Quando criança eu gostava de jogar futebol. Na verdade, gosto até hoje, ainda que não pratique tanto quanto gostaria, mas uma coisa de criança sempre me chamou a atenção e isso não parece ter mudado muito: são os “donos da bola”. O dono da bola joga sempre, não fica de fora. Se ficar de fora, acaba o jogo ou dá um jeito de substituir alguém.
Na política brasileira não é diferente. Os donos da bola estão aí desde 1.500. E não largaram o jogo. E não são só donos da bola. São donos também do campo, dos uniformes, dos juízes e foram eles que inventaram as regras do jogo. O que quer dizer que só vamos jogar quando eles quiserem, quando eles “deixarem”. Simples assim. A não ser que...

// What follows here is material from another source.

PR #777, opened 2026-05-08
fix(gslides): expose strict schema for Slides batch updates

### LINKED ISSUE #769: batch_update_presentation allows empty request objects, causing "No request set"
When an LLM uses batch_update_presentation, it can repeatedly call:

A não ser que a gente invente um novo jogo, uma nova bola, um novo campo, novas regras.
O grande erro da esquerda, a meu ver, é querer jogar o jogo como se ele fosse justo. Não é. Nunca foi. Quando nos deixaram chegar lá, só deixaram porque não saíram do campo e quando cansaram, pois perceberam que a torcida estava mais a nosso favor, deram o jeito de nos tirar de campo. E foi fácil, fácil. E na última grande partida, expulsaram o nosso principal artilheiro, no tapetão. “Um grande acordo, com Supremo, com tudo...”.
Está na hora de criarmos o nosso jogo e ele tem que ser num campo e com uma bola que eles não saibam jogar. E penso que a resposta passa pelo afeto!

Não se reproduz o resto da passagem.